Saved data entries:
PR #3347, opened 2023-11-15
Support `inner` modifier for java non-`static` classes

### LINKED ISSUE #2793: Inner java class miss the `inner` modifier in signature
```Java
public class JavaClassWithNested {
    public class Inner{}
    public static class Nested{}
}
```

Will generate documentation like

image

The signature for class `Inner` should contain `inner` keyword.

whyoleg:
Fixes #2793

Note: almost all of combinations of parent/nested relations are `static` by default. Only nesting `class` inside `class` or `enum` could be `inner` in Kotlin.

<details>
<summary>P.S. Here is where IDEA renders redundant static modifiers: </summary>
image
image
image
image

</details>


vmishenev (approved):

IgnatBeresnev (approved):
Well done with thinking of corner cases and tests!

dokka-subprojects/analysis-kotlin-api/src/test/kotlin/org/jetbrains/dokka/analysis/test/jvm/java/InnerModifierJavaAnalysisTest.kt
```diff
@@ -0,0 +1,293 @@
...
+        javaInterface.classlikes.forEach {
+            @Suppress("UNCHECKED_CAST")
+            assertTrue((it as WithExtraProperties<Documentable>).kotlinOnlyModifiers().isEmpty())
+        }
+    }
+
+    @Test
+    fun `java declarations nested inside annotation interface should not have kotlin inner modifier`() {
+        val testProject = javaTestProject {
+            javaFile(pathFromSrc = "JavaAnnotation.java") {
```
IgnatBeresnev, line 80: btw, for some reason I didn't expect Java to handle root packages correctly, but apparently it works :)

WORK REQUIRED >> The answer should be an exact reproduction of all the entries.

RESPONSE BELOW >>
PR #3347, opened 2023-11-15
Support `inner` modifier for java non-`static` classes

### LINKED ISSUE #2793: Inner java class miss the `inner` modifier in signature
```Java
public class JavaClassWithNested {
    public class Inner{}
    public static class Nested{}
}
```

Will generate documentation like

image

The signature for class `Inner` should contain `inner` keyword.

whyoleg:
Fixes #2793

Note: almost all of combinations of parent/nested relations are `static` by default. Only nesting `class` inside `class` or `enum` could be `inner` in Kotlin.

<details>
<summary>P.S. Here is where IDEA renders redundant static modifiers: </summary>
image
image
image
image

</details>


vmishenev (approved):

IgnatBeresnev (approved):
Well done with thinking of corner cases and tests!

dokka-subprojects/analysis-kotlin-api/src/test/kotlin/org/jetbrains/dokka/analysis/test/jvm/java/InnerModifierJavaAnalysisTest.kt
```diff
@@ -0,0 +1,293 @@
...
+        javaInterface.classlikes.forEach {
+            @Suppress("UNCHECKED_CAST")
+            assertTrue((it as WithExtraProperties<Documentable>).kotlinOnlyModifiers().isEmpty())
+        }
+    }
+
+    @Test
+    fun `java declarations nested inside annotation interface should not have kotlin inner modifier`() {
+        val testProject = javaTestProject {
+            javaFile(pathFromSrc = "JavaAnnotation.java") {
```
IgnatBeresnev, line 80: btw, for some reason I didn't expect Java to handle root packages correctly, but apparently it works :)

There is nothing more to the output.